Top of Study material

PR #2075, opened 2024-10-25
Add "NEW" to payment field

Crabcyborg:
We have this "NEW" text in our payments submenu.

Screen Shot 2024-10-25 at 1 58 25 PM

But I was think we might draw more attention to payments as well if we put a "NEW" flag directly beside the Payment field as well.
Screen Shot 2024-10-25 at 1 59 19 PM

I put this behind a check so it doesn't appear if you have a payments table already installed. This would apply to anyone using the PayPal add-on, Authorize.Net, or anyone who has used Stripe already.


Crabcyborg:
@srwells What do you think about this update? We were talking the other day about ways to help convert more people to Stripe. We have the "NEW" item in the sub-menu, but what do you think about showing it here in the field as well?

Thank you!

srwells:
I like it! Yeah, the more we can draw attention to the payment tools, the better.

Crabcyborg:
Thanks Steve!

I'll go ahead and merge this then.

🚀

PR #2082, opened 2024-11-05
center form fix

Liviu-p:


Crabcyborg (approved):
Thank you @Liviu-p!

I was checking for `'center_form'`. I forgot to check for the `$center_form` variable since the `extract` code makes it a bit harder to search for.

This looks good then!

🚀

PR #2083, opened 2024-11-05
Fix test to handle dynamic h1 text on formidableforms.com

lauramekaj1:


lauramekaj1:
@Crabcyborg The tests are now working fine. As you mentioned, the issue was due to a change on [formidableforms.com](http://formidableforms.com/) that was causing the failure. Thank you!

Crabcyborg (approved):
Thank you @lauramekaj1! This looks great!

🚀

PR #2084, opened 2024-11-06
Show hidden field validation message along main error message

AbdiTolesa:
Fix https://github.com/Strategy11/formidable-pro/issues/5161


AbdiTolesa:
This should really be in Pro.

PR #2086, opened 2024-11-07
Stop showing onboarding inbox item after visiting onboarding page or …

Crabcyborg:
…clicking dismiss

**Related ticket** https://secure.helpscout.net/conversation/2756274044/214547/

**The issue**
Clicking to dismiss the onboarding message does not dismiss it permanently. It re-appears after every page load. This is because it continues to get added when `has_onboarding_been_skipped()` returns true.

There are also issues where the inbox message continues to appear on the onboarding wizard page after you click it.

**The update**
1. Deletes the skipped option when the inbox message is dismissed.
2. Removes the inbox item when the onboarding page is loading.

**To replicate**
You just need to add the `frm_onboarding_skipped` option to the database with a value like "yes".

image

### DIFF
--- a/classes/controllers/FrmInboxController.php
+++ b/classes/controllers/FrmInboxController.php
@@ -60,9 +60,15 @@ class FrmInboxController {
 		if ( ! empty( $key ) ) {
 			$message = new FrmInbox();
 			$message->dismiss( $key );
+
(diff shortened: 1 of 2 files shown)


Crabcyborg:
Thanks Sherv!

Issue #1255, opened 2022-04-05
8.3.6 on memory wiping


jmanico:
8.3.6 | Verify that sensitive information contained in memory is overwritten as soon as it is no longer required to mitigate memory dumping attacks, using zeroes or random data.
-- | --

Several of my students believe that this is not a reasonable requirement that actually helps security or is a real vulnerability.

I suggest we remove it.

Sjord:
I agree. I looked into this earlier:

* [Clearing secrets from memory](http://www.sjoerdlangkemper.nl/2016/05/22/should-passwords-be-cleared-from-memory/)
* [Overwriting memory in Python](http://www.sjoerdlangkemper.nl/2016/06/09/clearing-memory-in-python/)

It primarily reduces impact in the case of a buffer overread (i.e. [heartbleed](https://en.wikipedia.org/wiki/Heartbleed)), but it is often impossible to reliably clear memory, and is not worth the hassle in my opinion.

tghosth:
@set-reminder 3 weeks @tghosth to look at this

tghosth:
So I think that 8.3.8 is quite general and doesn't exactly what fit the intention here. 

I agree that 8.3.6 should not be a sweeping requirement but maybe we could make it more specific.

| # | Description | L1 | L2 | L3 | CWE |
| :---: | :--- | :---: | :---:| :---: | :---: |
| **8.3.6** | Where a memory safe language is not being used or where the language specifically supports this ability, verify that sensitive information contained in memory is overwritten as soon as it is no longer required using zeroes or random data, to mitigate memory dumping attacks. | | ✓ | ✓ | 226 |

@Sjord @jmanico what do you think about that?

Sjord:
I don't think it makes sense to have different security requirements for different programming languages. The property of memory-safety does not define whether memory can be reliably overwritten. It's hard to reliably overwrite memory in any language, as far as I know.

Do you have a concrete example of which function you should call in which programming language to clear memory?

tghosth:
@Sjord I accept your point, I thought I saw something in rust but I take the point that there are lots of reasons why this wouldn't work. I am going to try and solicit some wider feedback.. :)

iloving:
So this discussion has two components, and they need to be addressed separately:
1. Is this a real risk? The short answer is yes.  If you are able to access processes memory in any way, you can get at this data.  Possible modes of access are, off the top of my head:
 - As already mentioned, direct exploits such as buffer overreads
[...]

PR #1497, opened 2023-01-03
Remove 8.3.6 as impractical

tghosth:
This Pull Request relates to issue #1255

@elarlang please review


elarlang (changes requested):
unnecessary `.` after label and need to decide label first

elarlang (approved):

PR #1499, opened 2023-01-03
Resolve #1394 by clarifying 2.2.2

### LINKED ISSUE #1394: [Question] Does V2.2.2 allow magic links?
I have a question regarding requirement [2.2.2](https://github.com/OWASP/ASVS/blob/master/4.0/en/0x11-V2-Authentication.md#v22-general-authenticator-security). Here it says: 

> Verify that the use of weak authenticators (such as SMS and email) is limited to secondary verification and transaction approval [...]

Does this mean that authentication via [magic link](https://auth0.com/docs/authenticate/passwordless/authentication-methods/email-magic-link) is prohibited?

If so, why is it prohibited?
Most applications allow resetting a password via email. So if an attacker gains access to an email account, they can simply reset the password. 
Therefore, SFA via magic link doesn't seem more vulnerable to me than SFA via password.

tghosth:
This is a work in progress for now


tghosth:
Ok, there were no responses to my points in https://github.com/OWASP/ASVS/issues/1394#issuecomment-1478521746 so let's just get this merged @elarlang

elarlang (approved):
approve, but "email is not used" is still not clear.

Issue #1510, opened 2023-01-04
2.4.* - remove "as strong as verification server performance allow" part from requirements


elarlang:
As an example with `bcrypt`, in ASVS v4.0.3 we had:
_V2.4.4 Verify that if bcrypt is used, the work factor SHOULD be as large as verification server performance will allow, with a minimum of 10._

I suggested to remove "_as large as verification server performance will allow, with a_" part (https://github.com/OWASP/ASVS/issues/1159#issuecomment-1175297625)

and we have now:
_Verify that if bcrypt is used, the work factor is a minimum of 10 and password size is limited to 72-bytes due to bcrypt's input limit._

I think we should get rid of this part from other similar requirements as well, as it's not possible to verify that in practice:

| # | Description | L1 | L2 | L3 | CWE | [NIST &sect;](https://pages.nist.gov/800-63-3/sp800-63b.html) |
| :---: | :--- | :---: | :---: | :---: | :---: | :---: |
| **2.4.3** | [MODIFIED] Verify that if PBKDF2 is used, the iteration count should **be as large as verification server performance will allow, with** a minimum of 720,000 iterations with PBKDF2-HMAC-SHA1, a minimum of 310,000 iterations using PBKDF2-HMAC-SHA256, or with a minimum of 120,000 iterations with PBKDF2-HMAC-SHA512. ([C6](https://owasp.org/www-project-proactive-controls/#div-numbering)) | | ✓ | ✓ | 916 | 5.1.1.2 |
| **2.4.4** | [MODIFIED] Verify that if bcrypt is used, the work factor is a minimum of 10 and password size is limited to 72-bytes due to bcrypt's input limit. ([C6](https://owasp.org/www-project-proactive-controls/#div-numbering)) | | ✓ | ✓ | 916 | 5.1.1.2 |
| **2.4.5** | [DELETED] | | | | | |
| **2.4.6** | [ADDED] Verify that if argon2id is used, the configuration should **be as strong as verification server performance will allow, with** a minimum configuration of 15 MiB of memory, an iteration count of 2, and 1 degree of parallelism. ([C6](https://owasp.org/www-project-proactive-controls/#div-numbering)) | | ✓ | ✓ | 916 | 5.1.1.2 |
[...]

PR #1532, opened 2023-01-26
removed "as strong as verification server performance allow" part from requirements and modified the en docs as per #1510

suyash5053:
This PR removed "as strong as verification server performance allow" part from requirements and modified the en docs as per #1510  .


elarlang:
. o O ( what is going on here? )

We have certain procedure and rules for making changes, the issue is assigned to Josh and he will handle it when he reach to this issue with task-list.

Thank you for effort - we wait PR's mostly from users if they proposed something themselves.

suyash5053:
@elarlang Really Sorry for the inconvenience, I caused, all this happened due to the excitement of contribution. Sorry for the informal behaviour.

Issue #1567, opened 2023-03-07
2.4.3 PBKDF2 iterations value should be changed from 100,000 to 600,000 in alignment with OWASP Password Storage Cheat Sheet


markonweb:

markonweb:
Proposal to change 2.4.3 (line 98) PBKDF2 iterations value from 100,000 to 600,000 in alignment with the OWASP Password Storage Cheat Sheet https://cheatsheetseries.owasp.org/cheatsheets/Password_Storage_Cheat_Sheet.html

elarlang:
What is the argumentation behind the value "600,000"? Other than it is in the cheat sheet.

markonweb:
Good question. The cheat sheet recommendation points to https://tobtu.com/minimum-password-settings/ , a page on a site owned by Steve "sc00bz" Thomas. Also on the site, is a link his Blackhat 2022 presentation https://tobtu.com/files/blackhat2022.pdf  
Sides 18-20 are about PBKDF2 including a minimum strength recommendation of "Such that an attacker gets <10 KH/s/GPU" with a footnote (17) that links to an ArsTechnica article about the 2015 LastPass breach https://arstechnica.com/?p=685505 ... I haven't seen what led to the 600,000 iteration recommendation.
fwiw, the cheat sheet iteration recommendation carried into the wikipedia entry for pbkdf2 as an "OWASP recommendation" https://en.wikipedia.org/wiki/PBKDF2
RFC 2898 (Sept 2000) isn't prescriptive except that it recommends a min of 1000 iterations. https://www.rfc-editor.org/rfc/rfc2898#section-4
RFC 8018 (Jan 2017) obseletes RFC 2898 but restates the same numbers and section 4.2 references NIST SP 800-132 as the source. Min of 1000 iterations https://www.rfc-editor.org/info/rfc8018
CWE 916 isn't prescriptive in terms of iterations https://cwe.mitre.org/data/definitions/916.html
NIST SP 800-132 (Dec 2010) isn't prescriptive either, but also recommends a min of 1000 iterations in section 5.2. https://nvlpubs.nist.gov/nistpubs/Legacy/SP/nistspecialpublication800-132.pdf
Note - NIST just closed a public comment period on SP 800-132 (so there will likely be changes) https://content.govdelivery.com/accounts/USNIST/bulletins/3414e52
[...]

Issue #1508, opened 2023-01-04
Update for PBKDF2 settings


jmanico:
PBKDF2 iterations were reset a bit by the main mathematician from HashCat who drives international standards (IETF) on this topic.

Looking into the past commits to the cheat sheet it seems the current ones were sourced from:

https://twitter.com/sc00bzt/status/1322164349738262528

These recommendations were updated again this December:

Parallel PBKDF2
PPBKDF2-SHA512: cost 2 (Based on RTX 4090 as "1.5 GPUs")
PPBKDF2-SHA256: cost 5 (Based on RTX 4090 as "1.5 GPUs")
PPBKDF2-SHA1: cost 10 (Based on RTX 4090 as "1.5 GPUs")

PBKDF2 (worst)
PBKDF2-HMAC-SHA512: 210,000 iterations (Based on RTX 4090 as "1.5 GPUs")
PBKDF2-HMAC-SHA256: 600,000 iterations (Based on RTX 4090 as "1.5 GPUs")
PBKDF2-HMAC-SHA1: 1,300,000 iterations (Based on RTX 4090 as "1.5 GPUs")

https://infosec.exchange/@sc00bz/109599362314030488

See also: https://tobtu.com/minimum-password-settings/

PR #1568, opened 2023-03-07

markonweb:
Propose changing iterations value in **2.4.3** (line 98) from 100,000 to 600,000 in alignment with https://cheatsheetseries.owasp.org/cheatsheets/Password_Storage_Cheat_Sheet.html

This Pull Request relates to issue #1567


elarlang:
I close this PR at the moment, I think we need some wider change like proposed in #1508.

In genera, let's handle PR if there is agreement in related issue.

Bottom of Study material
Top of Study material

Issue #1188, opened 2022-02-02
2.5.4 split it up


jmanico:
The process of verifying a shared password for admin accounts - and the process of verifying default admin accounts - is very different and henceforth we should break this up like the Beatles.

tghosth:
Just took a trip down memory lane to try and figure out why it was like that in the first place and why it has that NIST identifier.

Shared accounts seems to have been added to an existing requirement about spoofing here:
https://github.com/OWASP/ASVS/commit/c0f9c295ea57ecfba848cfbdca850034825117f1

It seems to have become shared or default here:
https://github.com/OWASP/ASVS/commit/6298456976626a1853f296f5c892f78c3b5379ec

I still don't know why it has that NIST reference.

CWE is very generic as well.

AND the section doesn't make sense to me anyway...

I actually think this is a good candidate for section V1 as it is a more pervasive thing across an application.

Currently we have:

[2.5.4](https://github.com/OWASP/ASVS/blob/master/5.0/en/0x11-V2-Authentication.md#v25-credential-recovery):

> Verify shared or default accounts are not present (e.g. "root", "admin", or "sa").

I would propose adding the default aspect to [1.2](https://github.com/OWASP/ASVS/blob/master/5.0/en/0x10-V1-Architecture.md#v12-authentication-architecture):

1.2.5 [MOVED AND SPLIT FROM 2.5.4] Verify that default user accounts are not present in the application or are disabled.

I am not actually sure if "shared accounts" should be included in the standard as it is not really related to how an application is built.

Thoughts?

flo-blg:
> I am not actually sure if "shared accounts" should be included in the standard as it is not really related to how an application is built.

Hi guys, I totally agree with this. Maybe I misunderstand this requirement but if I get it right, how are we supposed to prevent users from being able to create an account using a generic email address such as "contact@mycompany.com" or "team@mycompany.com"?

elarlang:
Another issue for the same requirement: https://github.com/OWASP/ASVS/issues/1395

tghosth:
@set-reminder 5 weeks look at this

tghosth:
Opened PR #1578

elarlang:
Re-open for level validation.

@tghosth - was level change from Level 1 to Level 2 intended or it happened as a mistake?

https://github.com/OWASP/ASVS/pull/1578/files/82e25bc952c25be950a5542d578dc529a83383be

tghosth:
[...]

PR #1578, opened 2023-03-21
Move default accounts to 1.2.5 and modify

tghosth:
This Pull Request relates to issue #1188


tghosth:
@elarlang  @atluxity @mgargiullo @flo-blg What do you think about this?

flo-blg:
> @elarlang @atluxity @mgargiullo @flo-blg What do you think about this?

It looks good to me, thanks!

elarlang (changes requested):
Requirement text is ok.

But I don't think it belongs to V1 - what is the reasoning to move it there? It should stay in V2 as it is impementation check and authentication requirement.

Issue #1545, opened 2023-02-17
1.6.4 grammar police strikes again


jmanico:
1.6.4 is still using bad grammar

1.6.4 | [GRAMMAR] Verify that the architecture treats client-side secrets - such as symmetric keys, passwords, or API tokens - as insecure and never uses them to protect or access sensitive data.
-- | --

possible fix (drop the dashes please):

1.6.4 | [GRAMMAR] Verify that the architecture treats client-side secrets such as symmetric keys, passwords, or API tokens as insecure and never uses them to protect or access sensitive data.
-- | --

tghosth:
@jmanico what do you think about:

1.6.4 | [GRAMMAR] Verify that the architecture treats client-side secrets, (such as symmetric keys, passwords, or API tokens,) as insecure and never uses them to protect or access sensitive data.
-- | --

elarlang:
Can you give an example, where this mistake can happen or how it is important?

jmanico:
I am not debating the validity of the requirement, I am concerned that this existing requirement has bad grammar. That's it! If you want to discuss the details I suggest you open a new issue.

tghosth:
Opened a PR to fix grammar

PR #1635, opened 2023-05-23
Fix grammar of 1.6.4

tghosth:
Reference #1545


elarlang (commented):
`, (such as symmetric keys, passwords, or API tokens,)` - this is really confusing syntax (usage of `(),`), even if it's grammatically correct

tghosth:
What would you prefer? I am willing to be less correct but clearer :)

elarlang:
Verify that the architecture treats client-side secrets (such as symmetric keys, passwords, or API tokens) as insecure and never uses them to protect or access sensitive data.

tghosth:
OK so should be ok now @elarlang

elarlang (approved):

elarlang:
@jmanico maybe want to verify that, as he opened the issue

Bottom of Study material
Top of Study material

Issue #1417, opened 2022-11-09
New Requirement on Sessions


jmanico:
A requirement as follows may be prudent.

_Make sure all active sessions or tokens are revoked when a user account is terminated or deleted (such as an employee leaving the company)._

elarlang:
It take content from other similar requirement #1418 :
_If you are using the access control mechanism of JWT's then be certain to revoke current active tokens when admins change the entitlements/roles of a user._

Bottom of Study material

**What to work on**. After locating the line holding "fwiw, the cheat" above, output exactly that line and every line after it through the line holding "RFC 8018 (Jan". Include nothing else.

**Task answer**.
fwiw, the cheat sheet iteration recommendation carried into the wikipedia entry for pbkdf2 as an "OWASP recommendation" https://en.wikipedia.org/wiki/PBKDF2
RFC 2898 (Sept 2000) isn't prescriptive except that it recommends a min of 1000 iterations. https://www.rfc-editor.org/rfc/rfc2898#section-4
RFC 8018 (Jan 2017) obseletes RFC 2898 but restates the same numbers and section 4.2 references NIST SP 800-132 as the source. Min of 1000 iterations https://www.rfc-editor.org/info/rfc8018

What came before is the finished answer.